The question with him was what to do. His business was not very prosperous, because he had not capital enough. Then, too, he was in debt to Jenvie. He wanted the lion’s share of that money, and, more than ever, he wanted Jack to marry Grace.
Then what did Jack mean by bringing a prize-fighter home with him? He was worried. Finally he determined to consult with Jenvie, his partner. He knew he did not like Jack, and he had, moreover, received hints from him that he was getting along well in making a match between Rose and a rich broker named Arthur Stetson, who had met her and been carried away by her beauty.
So, calling Jenvie into their most private office, Hamlin bolted the door to prevent interruption, read him the letter received from Devonshire, and told him of the astounding discovery he had made at the —— bank. The question was, what course to take.

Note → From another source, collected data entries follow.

PR #9862, opened 2026-06-08
smi: interrupt watch mode on Ctrl+C via sigaction without SA_RESTART

NishadSaraf:
Watch mode (e.g. xrt-smi examine --firmware-log --watch) blocks in a kernel wait_event_interruptible() that returns -ERESTARTSYS on Ctrl+C. The SIGINT handler was installed with signal(), which carries SA_RESTART semantics by default on glibc, so the kernel silently auto-restarts the ioctl. Control never returns to the watch loop to check its interrupt flag, and Ctrl+C appears to hang.

Internal testing. 

Install the handler via sigaction() with sa_flags = 0 (no SA_RESTART) on POSIX so the interrupted ioctl returns EINTR and the watch loop unwinds. Windows has no SA_RESTART concept and keeps the portable signal() path.

None

Verified the change on Strix

None

### DIFF
--- a/src/runtime_src/core/tools/common/SmiWatchMode.cpp
+++ b/src/runtime_src/core/tools/common/SmiWatchMode.cpp
@@ -22,8 +22,13 @@ namespace signal_handler {
   // NOLINTNEXTLINE(cppcoreguidelines-avoid-non-const-global-variables) - Required for signal handling
   std::atomic<bool> watch_interrupted{false};
 
+#ifdef _WIN32
   // NOLINTNEXTLINE(cppcoreguidelines-avoid-non-const-global-variables) - Required for signal handling
   void (*old_signal_handler)(int) = nullptr;
+#else
+  // NOLINTNEXTLINE(cppcoreguidelines-avoid-non-const-global-variables) - Required for signal handling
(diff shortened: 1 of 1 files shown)


maxzhen (approved):

aktondak (approved):
Looks good. Strange we dont have a cross platform standard API behavior from C++. Maybe this should be standardized within XRT itself so utilities like xrt-smi dont keep adding platform specific code.
Will let @stsoe comment further.
Thanks for making the change.

stsoe:
> Looks good. Strange we dont have a cross platform standard API behavior from C++. Maybe this should be standardized within XRT itself so utilities like xrt-smi dont keep adding platform specific code. Will let @stsoe comment further. Thanks for making the change.

There will be no signal handling code within XRT itself.  No XRT library code should accidentally add a signal handler.  It's fine for xrt-smi of course.

stsoe (approved):
This probably should be abstracted more cleanly behind a platform independent API.  But as I mentioned in another comment, this abstraction should be at the tools layer, not in XRT library code.   I am fine with this PR if owners of xrt-smi are fine.

PR #9872, opened 2026-06-16
AIESW-13862: Fix group_id crash for scalar kernel arguments

svup-xilinx:
Calling xrt::kernel::group_id() on a scalar argument crashes
with std::out_of_range because connectivity::default_connection is only
populated for arguments with memory connections. When a scalar argument
appears after all pointer arguments, its index falls outside the vector
bounds causing the crash.
[AIESW-13862](https://jira.xilinx.com/browse/AIESW-13862)
Added a bounds check in connectivity::get_arg_memidx() to return
no_memidx when argidx falls outside default_connection.
Low
Tested on telluride board.
NA

### DIFF
--- a/src/runtime_src/core/common/api/xrt_kernel.cpp
+++ b/src/runtime_src/core/common/api/xrt_kernel.cpp
@@ -696,6 +696,13 @@ class ip_context
     int32_t
     get_arg_memidx(size_t argidx) const
     {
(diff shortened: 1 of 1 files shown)


stsoe (changes requested):
Your PR description is very good.   Please add that as comment in the code for the function you have changed.

stsoe (approved):

chvamshi-xilinx (approved):

PR #9880, opened 2026-06-22
[XRT-SMI] miniz de-compression addition for binaries used by xrt-smi validate

aktondak:
xrt_smi_*.a VTD archives are growing larger largely because of larger binaries used for real model testing (e.g. Strix wts32_hw_sanity_strix.bin ~51 MiB). This change reduces distributed archive size by zlib-compressing selected binaries at pack time while keeping the same logical bytes after load.
This PR adds the miniz compression library which is a distributable third party library released as a pair of .h/.c. xrt-smi and xbmgmt are linked to this .c at compile time and used for decompressing the compressed binary. 
This decompression can be used for any other requirement going forward. 
Observed on Strix: full archive ~92 MiB → ~80 MiB (~14% overall); the main weights blob ~24% smaller (~13 MiB saved). Decompression is in-process in xrt-smi/xbmgmt (no gzip/unzip subprocesses), Windows and Linux friendly, without requiring system zlib as an end-user install.

Not a bug fix — this is a size / distribution enhancement. No regression from a prior PR.

Pack (VTD) — VTD/archive/build_archives.py:

Stage files into a temp tree before ar.
For selective binaries with size > 1 MiB, apply Python zlib.compress.
Unpack (XRT tools) — XBUtilities::extract_artifacts_from_archive:

New optional parameter is_compressed (default false).
When true, each listed member is passed through miniz tinfl_decompress_mem_to_heap(..., TINFL_FLAG_PARSE_ZLIB_HEADER); on failure, original bytes are kept (supports mixed compressed + uncompressed members in one list).
TestSanity.cpp passes is_compressed=true for Strix and NPU3 sanity artifact lists only.

None

Tested via compressing the weights binary for sanity test in strix and decompressing through miniz while xrt-smi run time. The test works as expected. 
The compression saves about 15MBs on the merged archive file

xdna-driver/xrt/.../third_party/miniz/README.md: upstream version (3.1.1) to link to miniz release.

### DIFF
--- a/src/runtime_src/core/tools/common/XBUtilities.cpp
+++ b/src/runtime_src/core/tools/common/XBUtilities.cpp
@@ -32,6 +32,8 @@
 #include <regex>
 #include <stdexcept>
 
+#include "tools/common/third_party/miniz/miniz.h"
+
 
 #ifdef _WIN32
 # pragma comment(lib, "Ws2_32.lib")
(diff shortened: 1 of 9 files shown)


stsoe (commented):
Is there a ticket for this?  I am not overly impressed with with saving a few 10s MB diskspace at the expense of more complicated code and adding 10k lines of code.

aktondak:
> Is there a ticket for this? I am not overly impressed with with saving a few 10s MB diskspace at the expense of more complicated code and adding 10k lines of code.

@stsoe 
There is no ticket. This is just something we pro-actively wanted to address before the size of generated archive grows any further. We can choose to delay this until something is reported on the size.

PR #9886, opened 2026-06-29
trace: make sys/sdt.h include optional

mhgerlach30:
sys/sdt.h (SystemTap USDT) is not present in all Linux build environments, notably cross-compilation toolchains and embedded distributions that do not ship systemtap-sdt-dev.  The unconditional include causes a build failure in those environments.

Use __has_include to make the inclusion conditional.  When sys/sdt.h is unavailable, define no-op stubs for the four USDT macros used by XRT (STAP_PROBEV, DTRACE_PROBE, DTRACE_PROBE1, DTRACE_PROBE2) so that the tracing call sites compile without change.

Compilation errors in environments without sys/sdt.h

Define no-op stubs for the four USDT macros used by XRT (STAP_PROBEV, DTRACE_PROBE, DTRACE_PROBE1, DTRACE_PROBE2).

Successfully compiled on Ubuntu 24.04 with and without systemtap-sdt-dev installed.

### DIFF
--- a/src/runtime_src/CMakeLists.txt
+++ b/src/runtime_src/CMakeLists.txt
@@ -12,6 +12,7 @@ endif()
 
 option(XOCL_VERBOSE "Enable xocl verbosity" OFF)
 option(XRT_VERBOSE "Enable xrt verbosity" OFF)
+option(XRT_ENABLE_USDT "Enable SystemTap USDT tracepoints" ON)
 
 if (XOCL_VERBOSE)
   add_compile_options("-DXOCL_VERBOSE")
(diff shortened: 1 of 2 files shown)


stsoe:
Couldn't this silently ignore cases where some build infrastructure failed to install systemtap-sdt-dev?  That's the point I realize, but silently stubbing out doesn't seem right to me.

mhgerlach30:
> Couldn't this silently ignore cases where some build infrastructure failed to install systemtap-sdt-dev? That's the point I realize, but silently stubbing out doesn't seem right to me.

Good point. The build will get a clear error message if systemtap-sdt-dev in not installed when XRT_ENABLE_USDT=ON.

stsoe (approved):
Thank you.  Looks good.
CI is broken currently so merge will be delayed.

stsoe (approved):

mhgerlach30:
> Thank you. Looks good. CI is broken currently so merge will be delayed.

Thank you for speedy responses.

Is https://github.com/Xilinx/aiebu/pull/314 something you can look at too?

PR #9890, opened 2026-07-01
support pl ip patching schema pl_ddr_64 

HimanshuChoudhary-Xilinx:
support pl ip patching schema "pl_ddr_64"

https://amd.atlassian.net/wiki/spaces/AIE/pages/1744115100/Weight+Prefetch+via+PL+IP+and+PLIO+Feature+Specification
XRT patches words 8+9 of wts_params with the physical weight buffer address via APPLY_OFFSET_PL at BO bind time.

### DIFF
--- a/src/runtime_src/core/common/api/elf_patcher.cpp
+++ b/src/runtime_src/core/common/api/elf_patcher.cpp
@@ -157,6 +157,17 @@ patch_ctrl57_aie4(uint32_t* bd_data_ptr, uint64_t patch)
 
 void
 symbol_patcher::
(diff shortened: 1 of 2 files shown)


stsoe (approved):
Lots of a magic numbers and accessing bd_data_ptr[] without a clue as to whether this is safe or not.   Anyways, your change builds on top of existing and LGTM in the context of existing code.   

I think all this patching code should be refactored and moved to AIEBU, but that's separate from this PR.

chvamshi-xilinx (approved):

PR #9894, opened 2026-07-03
SWSPLAT-30710 elf_patcher validate patch offset against BO size before write

stsoe:
For each patch_config built from .rela.dyn entries in an attacker-supplied AIE ELF, offset_to_patch_buffer originates from the ELF relocation r_offset field.  In patch_symbol() the expression:

  auto bd_data_ptr = reinterpret_cast<uint32_t*>(base + offset);

was computed with no check that offset + required_patch_bytes <= bo.size(). patch57() then reads/writes 9 words (36 bytes) at that address.  A crafted ELF with r_offset = bo_size - 4 writes 32 bytes past the end of the mapped instruction BO into adjacent heap memory (CWE-787, CVSS 7.1).

The same unchecked pattern existed in patch_symbol_raw() which takes a raw pointer with no accompanying size, and in the secondary sync offset computed for symbol_type::pl_ddr_64.

SWSPLAT-30710. Identified by Mythos AI security audit (MYTHOS-RyzenAI-XRT-H3). Parent finding: SWSPLAT-30707.

1. Added required_patch_bytes(symbol_type) — a pure helper that returns the minimum byte span past bd_data_ptr required by each patching scheme, derived from the highest word index each patch*() function accesses: - shim_dma_base_addr (patch57):  words [1],[2],[8] → span [0..8] = 9 words
     - pl_ddr_64 (patch_pl_ddr64):   words [8],[9]     → span [0..9] = 10 words
     - all others: 1–4 words
   Magic numbers are suppressed with NOLINT(readability-magic-numbers); each
   case has a comment stating the word indices accessed and the index span
   required.

2. patch_symbol(): capture bo.size() once, then for every config entry check offset > bo_size || patch_bytes > bo_size - offset (overflow-safe form) and throw xrt_core::error(-EINVAL) before computing bd_data_ptr.

3. The sync lambda is simplified to take no size argument: it reuses the patch_bytes value already computed for the bounds check, eliminating the per-case hardcoded byte counts that previously duplicated the information in required_patch_bytes(). pl_ddr_64 retains an explicit sync call because its sync starts 8 words into the block rather than at offset, but the bounds check (10 words) already covers that sub-range.

4. patch_symbol_raw(): added buf_size parameter (callers already know the buffer size) and apply the identical guard.  Updated the one call site in xrt_module.cpp to pass sz, which is already validated against inst->size() at that point.

5. Updated elf_patcher.h declaration to match the new signature.

Low. All changes are early-exit guards on attacker-controlled offsets. Valid ELF files with offsets that fit inside the BO are unaffected. The buf_size parameter addition is an ABI change to patch_symbol_raw(), but that function is internal (not exported in the public API).

Code review against the SWSPLAT-30710 finding and manual inspection of all patch*() word-index accesses to verify required_patch_bytes() covers each case.  AFL++/LibFuzzer harness from the ticket is recommended to confirm the OOB write is closed.

### DIFF
--- a/src/runtime_src/core/common/api/elf_patcher.cpp
+++ b/src/runtime_src/core/common/api/elf_patcher.cpp
@@ -4,12 +4,49 @@
 #define XCL_DRIVER_DLL_EXPORT  // in same dll as xrt_api
 #define XRT_CORE_COMMON_SOURCE // in same dll as core_common
 #include "elf_patcher.h"
+#include "core/common/error.h"
 
 #include <cstdlib>
 #include <cstring>
 #include <stdexcept>
 
 namespace xrt_core::elf_patcher {
+
+// Return the minimum number of bytes required past bd_data_ptr for a given symbol type.
+// Used to bounds-check the patch offset before any pointer arithmetic.
+static size_t
+required_patch_bytes(symbol_type type)
+{
+  switch (type) {
+  case symbol_type::address_64:
+    // words [0],[1]
+    return 2 * sizeof(uint32_t);   // NOLINT(readability-magic-numbers)
+  case symbol_type::scalar_32bit_kind:
+    // word [0]
+    return 1 * sizeof(uint32_t);   // NOLINT(readability-magic-numbers)
+  case symbol_type::shim_dma_base_addr_symbol_kind:
+    // words [1],[2],[8] — buffer must cover indices [0..8]
+    return 9 * sizeof(uint32_t);   // NOLINT(readability-magic-numbers)
+  case symbol_type::shim_dma_aie4_base_addr_symbol_kind:
+    // words [0],[1]
+    return 2 * sizeof(uint32_t);   // NOLINT(readability-magic-numbers)
+  case symbol_type::control_packet_57:
+  case symbol_type::control_packet_48:
+    // words [2],[3] — buffer must cover indices [0..3]
+    return 4 * sizeof(uint32_t);   // NOLINT(readability-magic-numbers)
+  case symbol_type::shim_dma_48:
+    // words [1],[2] — buffer must cover indices [0..2]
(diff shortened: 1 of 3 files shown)


larry9523 (commented):
This is a legitimate finding and the fix looks good to me.

But there are two other issues that needs a follow up fix.
1) When we try to cache/resume the patching block (max_bd_words) to deal with RMW patching for multiple set_arg in a single xrt::run object, we blindly cache/resotre max_bd_words (9 dwords and 36 bytes). For scalar_32bit_kind, the malicious ELF can set scalar type and offset to bo_size - 4. So it can pass the check introduced by this PR but we are still read/write 36 bytes which is 32 bytes out of the BO boundary.
2) For pl_ddr_64, it has 10 dwords but we only cache/restore 9 dwords. We will have problem of word[9] because we do not cache/restore it.

I suggest we can merge this PR but fix the above problems by a follow up PR.

rbramand-xilinx:
> This is a legitimate finding and the fix looks good to me.
> 
> But there are two other issues that needs a follow up fix.
> 
> 1. When we try to cache/resume the patching block (max_bd_words) to deal with RMW patching for multiple set_arg in a single xrt::run object, we blindly cache/resotre max_bd_words (9 dwords and 36 bytes). For scalar_32bit_kind, the malicious ELF can set scalar type and offset to bo_size - 4. So it can pass the check introduced by this PR but we are still read/write 36 bytes which is 32 bytes out of the BO boundary.
> 2. For pl_ddr_64, it has 10 dwords but we only cache/restore 9 dwords. We will have problem of word[9] because we do not cache/restore it.
> 
> I suggest we can merge this PR but fix the above problems by a follow up PR.

Hi @larry9523, yes your observations are right and I would send a follow up PR addressing these issues. Thanks for pointing them out.

PR #9955, opened 2026-08-04
Fix xilinx_xrt() root discovery on Debian multiarch installs

wendyliang25:
xilinx_xrt() derived the XRT root by taking two parent_path() levels up from the libxrt_coreutil.so path reported by dladdr(). This assumes coreutil lives directly in <root>/lib, which only holds when CMAKE_INSTALL_LIBDIR is a single path component (lib, lib64). On a Debian multiarch install CMAKE_INSTALL_LIBDIR is lib/x86_64-linux-gnu, so coreutil is one level deeper and the two-level strip returns <root>/lib instead of <root>. shim_path() then re-appends XRT_LIB_DIR, producing a doubled path such as
'/opt/amdgpu/lib/lib/x86_64-linux-gnu/libxrt_core.so.2' and the load fails with "No such library".

Strip exactly as many trailing components as XRT_LIB_DIR contains instead of a hardcoded two levels, so the root is recovered correctly for lib, lib64, and lib/x86_64-linux-gnu layouts alike. Single-component layouts (standard, lib64, single-arch Yocto) are unaffected. Also default XRT_LIB_DIR to "lib" so the header stays self-contained; the loop additionally tolerates an empty value.

Regression from 11169ba50 (SWSPLAT-24084) which switched XRT root discovery from XILINX_XRT to dladdr().

### DIFF
--- a/src/runtime_src/core/common/detail/linux/xilinx_xrt.h
+++ b/src/runtime_src/core/common/detail/linux/xilinx_xrt.h
@@ -24,9 +24,21 @@
 # error "XRT_VERSION_STRING is undefined"
 #endif
 
+// XRT_LIB_DIR (CMAKE_INSTALL_LIBDIR) is supplied as a compile definition on
+// module_loader.cpp, the only translation unit that includes this header.
+// This header is not meant to be compiled stand-alone, so error out if it is
+// missing rather than guessing a default.
+#ifndef XRT_LIB_DIR
+# error "XRT_LIB_DIR is undefined"
+#endif
+
 namespace xrt_core::detail {
 
 namespace sfs = std::filesystem;
+
+// The code below also tolerates an empty value (coreutil then sits directly in
+// the XRT root).
+constexpr const char* xrt_lib_dir = XRT_LIB_DIR;
 
 // Get XRT install path from DSO location or compile time constant.
 //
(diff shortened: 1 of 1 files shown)


src/runtime_src/core/common/detail/linux/xilinx_xrt.h
```diff
@@ -28,6 +28,20 @@ namespace xrt_core::detail {
...
+// if it is ever compiled without that definition, but do not #define the macro:
+// that would defeat the #ifndef XRT_LIB_DIR / #error guard in module_loader.cpp
+// (included before that guard runs) and silently mask a missing build setting.
+// The code below also tolerates an empty value (coreutil then sits directly in
+// the XRT root).
+#ifdef XRT_LIB_DIR
+constexpr const char* xrt_lib_dir = XRT_LIB_DIR;
+#else
+constexpr const char* xrt_lib_dir = "lib";
+#endif
```
stsoe: The header file is not supposed to be used stand-alone or by compilation units where XRT_LIB_DIR is not defined.  Can we error if not defined?

src/runtime_src/core/common/detail/linux/xilinx_xrt.h
```diff
@@ -58,9 +72,19 @@ xilinx_xrt()
...
+    // XRT_LIB_DIR suffix from the directory dladdr() reported to recover
+    // the XRT root that callers expect (e.g. /opt/xilinx/xrt). XRT_LIB_DIR
+    // may be one or more path components ("lib", "lib64", or
+    // "lib/x86_64-linux-gnu"), so remove one component per component in it
+    // rather than hardcoding a fixed number of levels.
+    sfs::path xrt_root = sfs::path(info.dli_fname).parent_path();
+    for (const auto& comp : sfs::path(xrt_lib_dir)) {
+      (void) comp;
+      xrt_root = xrt_root.parent_path();
+    }
```
stsoe, line 88: Technically CMAKE_INSTALL_LIBDIR could be an absolute path.  If set to /usr/lib, then we'd over strip, I think.
```suggestion
    for (const auto& comp : sfs::path(xrt_lib_dir)) {
      if (comp.empty() || comp == comp.root_directory())
        continue;
        
      xrt_root = xrt_root.parent_path();
    }
```

stsoe (changes requested):
Yeah, true, the code was wrong.  Thanks for fixing. 
A few suggestions, one being a corner case.

src/runtime_src/core/common/detail/linux/xilinx_xrt.h
wendyliang25: fixed, skipping the root-directory and  empty components

stsoe (approved):

PR #9961, opened 2026-08-05
CodeQL Fix OOB reads in SectionAIEResourcesBin

stsoe:
Four CWE-125 heap OOB reads in copyBufferUpdateMetadata() where aie_resources_bin mpo_* fields (mpo_name, mpo_version, m_start_column, m_num_columns) were used as raw pointer offsets without bounds checking when computing sDefault fallback strings, bypassing the bounded_mpo_cstr() guard added in bb1791f6.

Two additional CWE-125 OOB reads where m_image_offset and m_image_size were used without bounds checking in both copyBufferUpdateMetadata() and writeObjImage() before reading image data.

Jira tickets:
- AIESW-41124
- AIESW-41125
- AIESW-41126
- AIESW-41127
- AIESW-41128
- AIESW-41129

CodeQL alerts #135-#140 (amd-psirt/xclbin-parser-oob, HIGH severity). The sDefault reads were missed by bb1791f6 (SWSPLAT-30717), which protected the TRACE() and writeMetadata() paths but not the fallback default value paths in copyBufferUpdateMetadata(). The image offset/size checks were never added to writeObjImage().

Replaced the four raw sDefault pointer calculations with bounded_mpo_cstr(pHdr, pHdr->field, _origSectionSize). This also fixes a pre-existing double-offset bug in the original code: the sDefault expressions incorrectly added sizeof(aie_resources_bin) on top of the mpo_* field value, but mpo_* fields already store absolute offsets from pHdr (sizeof is baked in at write time), so the fallback pointer was pointing past the actual string.

Added explicit uint64_t overflow-safe bounds checks for m_image_offset + m_image_size against section size in both copyBufferUpdateMetadata() and writeObjImage().

Low. The sDefault path is only taken when the JSON metadata stream omits a key; the double-offset bug meant the fallback was producing wrong values anyway. The image bounds checks only reject malformed xclbins.

Built xclbinutil successfully. Recommend testing xclbinutil --input with a crafted xclbin containing OOB mpo offsets and verifying it throws rather than reading past the buffer.

None

### DIFF
--- a/src/runtime_src/tools/xclbinutil/SectionAIEResourcesBin.cxx
+++ b/src/runtime_src/tools/xclbinutil/SectionAIEResourcesBin.cxx
@@ -200,7 +200,7 @@ SectionAIEResourcesBin::copyBufferUpdateMetadata(const char* _pOrigDataSection,
 
   // mpo_name
   {
-    auto sDefault = reinterpret_cast<const char*>(pHdr) + sizeof(aie_resources_bin) + pHdr->mpo_name;
+    auto sDefault = XUtil::bounded_mpo_cstr(pHdr, pHdr->mpo_name, _origSectionSize);
     auto sValue = ptSK.get<std::string>("name", sDefault);
 
     if (sValue.compare(getSectionIndexName()) != 0) {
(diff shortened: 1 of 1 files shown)


xfreid (approved):

stsoe:
Replaced by https://github.com/Xilinx/XRT/pull/9966

PR #9962, opened 2026-08-05
Fix uint64_t overflow in SectionBMC bounds check

stsoe:
copyBufferUpdateMetadata() computed `pHdr->m_offset + pHdr->m_size` as a uint64_t addition before comparing against _origSectionSize. If both fields are near UINT64_MAX the addition wraps silently, causing the bounds check to pass on a malformed section.

#### How problem was solved, alternative solutions (if any) and why they were rejected Replaced the addition with an overflow-safe two-part check:
  m_size > _origSectionSize || m_offset > _origSectionSize - m_size

None


xfreid (approved):

stsoe:
Replaced by https://github.com/Xilinx/XRT/pull/9966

“I believe Rose likes Jack,” said Jenvie. “She grieved exceedingly when he went away, though she hid it so superbly that only her mother knew about it, and she has rejected every suitor since except Stetson, and I fear when the climax comes she will reject him. The chances are, when Jack comes they will rush into each other’s arms. At the same time, I do not want him for a son-in-law. But I would like to get some of the money into the firm, for we need more capital badly.”
They plotted all that day, and next morning decided that on the arrival of Jack they would welcome him; let the matter between him and Rose take its course, but in case of an engagement would prevent an immediate marriage, if possible, and see, in the meantime, what could be done toward working Jack for a part, at least, of his money. With that arrangement decided upon, when a message came from Hamlin’s home that Jack had returned and had gone to the hotel, they were ready, and in company went to greet him and escort him home.
Sedgwick had to be invited also, and that suited them, for they both desired to know what kind of a man he was. Both were satisfied, too, that he had no money, or he would have obtained a credit where Jack had obtained his exchange. When, at the first dinner, Grace had drawn from him that he had been in Texas and had seen cowboys, they both guessed where he had caught the trick which he had put in practice in Devonshire, and, thenceforth, save as a careless friend that careless Jack had picked up, they dropped Sedgwick from their calculations.
How Jack got his money was the greatest mystery; and so a few days after his coming, his father said to him: “Jack, I hope you have come home to stay. Look around and find some business that you think will suit you, and I will buy it for you if it does not take too much money.”
“Thanks, father,” said Jack; “much obliged, but I have a few pounds of my own.”
“How much are miner’s wages in Virginia City?” asked the old man.
“Four dollars a day; about twenty-four pounds a month,” said Jack.